The volcano plot above shows the viability-independent response of each gene to Dabrafenib, represented by the intercept. We can also look at the linear regression for individual genes. Let’s pick the gene EGR1 with a highly negative intercept and visualize the linear regression between the log-fold changes and the GDSC IC50 values:

cell_lines = logfc_df.index
sens_cell_lines = (
    adata_dabrafenib.obs[[f"ln_ic50_GDSC{gdsc_dataset}", "SangerModelID"]]
    .drop_duplicates()
    .dropna()
    .set_index("SangerModelID")
)
cell_lines = [cell_line for cell_line in cell_lines if cell_line in sens_cell_lines.index]
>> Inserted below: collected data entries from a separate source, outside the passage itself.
PR #27712, opened 2021-09-30
fix(India): Internal transfer check fix

deepeshgarg007:
If neither the Customer/Supplier nor the Company Address had a GSTIN added, then the transaction between these parties was wrongly considered an internal transaction.

Due to this when a PO was converted to Purchase Invoice, the taxes added in PO were removed when it got converted to Purchase Invoice

Steps to test:
1. Add a Company Address with no GSTIN
2. Add an address for a Supplier without GSTIN
3. Make a Purchase Order, with that company (company should have country as India) add some taxes in it
4. Using the menu option convert the Order to Invoice and make sure the same taxes from PO are copied in the invoice


deepeshgarg007:
@Mergifyio backport develop

deepeshgarg007:

PR #27717, opened 2021-09-30
fix(Org Chart): use attribute selectors instead of ID selector for node IDs with special characters

ruchamahabal:
## Problem:

- In Org Chart, individual nodes have an id set as Employee ID. 
- ID and NAME tokens must begin with a letter ([A-Za-z]) and may be followed by any number of letters, digits ([0-9]), hyphens ("-"), underscores ("_"), colons (":"), and periods (".").
- If you have employee IDs created with special characters other than these like EMP/01674 having a forward slash, the node selection fails and org chart rendering breaks

image

## Fix:

- Use Attribute selectors like ```$(`[id="${node.id}"]`)``` instead of node IDs ```$(`#${node.id}`)``` to overcome this since the employee IDs can be any form.

image

### DIFF
--- a/cypress/integration/test_organizational_chart_desktop.js
+++ b/cypress/integration/test_organizational_chart_desktop.js
@@ -6,7 +6,7 @@ context('Organizational Chart', () => {
 
 	it('navigates to org chart', () => {
 		cy.visit('/app');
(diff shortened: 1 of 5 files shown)


ruchamahabal:

PR #29067, opened 2021-12-29
fix: broken patches

saurabh6790:

> Screenshots/GIFs


erpnext/patches/v13_0/make_homepage_products_website_items.py
```diff
@@ -13,4 +13,7 @@ def execute():
 		row.item_code = web_item
 
 	homepage.flags.ignore_mandatory = True
-	homepage.save()
\ No newline at end of file
+	try:
+		homepage.save()
+	except frappe.exceptions.LinkValidationError:
```
ankush: ignore links instead? ignoring exception will commit a potentially partial change. 

`homepage.flags.ingore_links = True`

erpnext/patches/v13_0/update_old_loans.py
```diff
@@ -24,6 +24,15 @@ def execute():
 	frappe.reload_doc('loan_management', 'doctype', 'loan_repayment')
 	frappe.reload_doc('loan_management', 'doctype', 'loan_repayment_detail')
 	frappe.reload_doc('loan_management', 'doctype', 'loan_interest_accrual')
+
+	#handle type casting for is_cancelled field
+	frappe.db.sql('''UPDATE `tabGL Entry` SET is_cancelled =
```
ankush: this is a change in GL entry doctype so doesn't belong in `update_old_loans.py`; either separate patch or reordering of patches is required.

ankush (changes requested):

saurabh6790:
@ankush fixed suggested changes !

deepeshgarg007:
@saurabh6790 can you fix the linting issues. You'll have to set up pre-commit locally as well. For this you can follow
https://github.com/frappe/erpnext/wiki/Pull-Request-Checklist#linting

erpnext/patches/v12_0/update_is_cancelled_field.py
```diff
@@ -3,14 +3,21 @@
...
-	try:
-		frappe.db.sql("UPDATE `tabStock Ledger Entry` SET is_cancelled = 0 where is_cancelled in ('', NULL, 'No')")
-		frappe.db.sql("UPDATE `tabSerial No` SET is_cancelled = 0 where is_cancelled in ('', NULL, 'No')")
+	#handle type casting for is_cancelled field
 
-		frappe.db.sql("UPDATE `tabStock Ledger Entry` SET is_cancelled = 1 where is_cancelled = 'Yes'")
-		frappe.db.sql("UPDATE `tabSerial No` SET is_cancelled = 1 where is_cancelled = 'Yes'")
+	for doc_mapper in (('stock','Stock Ledger Entry'),
+		('stock','Serial No'),
+		('accounts','GL Entry')):
```
ankush: @deepeshgarg007 @saurabh6790 

GL entry has never had this select field for `is_cancelled` in any production version prior to v13; we need to check if this column even exists before running the query or patch will fail. 

Is this to accommodate any beta branch which had yes/no for is_cancelled?

ankush (changes requested):

erpnext/patches/v12_0/update_is_cancelled_field.py
saurabh6790: Not remembering  the site but yes added this as it was breaking in v11 to v13 migrations.

ankush:

erpnext/patches/v12_0/update_is_cancelled_field.py
```diff
@@ -3,14 +3,19 @@
...
+	)
 
-		frappe.db.sql("UPDATE `tabStock Ledger Entry` SET is_cancelled = 1 where is_cancelled = 'Yes'")
-		frappe.db.sql("UPDATE `tabSerial No` SET is_cancelled = 1 where is_cancelled = 'Yes'")
+	for module, doctype in module_doctypes:
+		if frappe.db.has_column(doctype, "is_cancelled"):
+			frappe.db.sql('''UPDATE `tab{doctype}` SET is_cancelled = CASE
+					WHEN is_cancelled = 'No' THEN 0
+					WHEN is_cancelled = 'Yes' THEN 1
+					ELSE 0
```
ankush: If this patch is retried everything will become 0 😄

ankush:
@mergifyio copy develop

saurabh6790:
@ankush are you working on this?  It's been 27 days now!

+1 for adding the check of field type.

But I still believe, there is no need of two queries. The field type check and sql case statement will do job for you in one go.

ankush:
> there is no need of two queries.

Added it before adding type check cause re-running could cause the entire column to become 0; best to leave it... it doesn't take much time and it runs one time only.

X = sens_cell_lines.loc[cell_lines][f"ln_ic50_GDSC{gdsc_dataset}"].values
na_mask = np.isnan(X)
X = X[~na_mask]

y = logfc_df.loc[cell_lines]["UBE2V2"].values
y = y[~na_mask]
X = sm.add_constant(X)

fig, ax = plt.subplots(figsize=(4, 4))
sns.scatterplot(
    x=X[:, 1],
    y=y,
    ax=ax,
)

sns.regplot(
    x=X[:, 1],
    y=y,
    scatter=False,
    color="red",
    ax=ax,
)

ax.set_xlabel(f"ln_ic50_GDSC{gdsc_dataset}")
ax.set_ylabel("logfc_EGR1")
plt.show()

../../_images/c317bd7195677977d701d7cb36988739710087355a020f8ef57a97864f6c3d7c.png

Similarly, we can examine the viability-dependent response of each gene to Dabrafenib, represented by the slope:

edgr.plot_volcano(
    lr_params,
    log2fc_col="slope",
    pvalue_col="slope_pval_corrected",
    symbol_col="gene",
    pval_thresh=0.1,
    log2fc_thresh=0.1,
)

../../_images/cf0437c163b42f97f8873a35d493f3ab26927eb12d68b3fdb7359bcc6f2554d2.png

Conclusion#

Overall, we have deconvoluted the drug response of cell lines to Dabrafenib treatment into viability-dependent and -independent components. This analysis can provide insights into the molecular mechanisms underlying drug responses and pertpy can help you perform this analysis in a straightforward manner. For further details on the analysis and to see the results when performing this analysis with another drug, please refer to the pertpy preprint.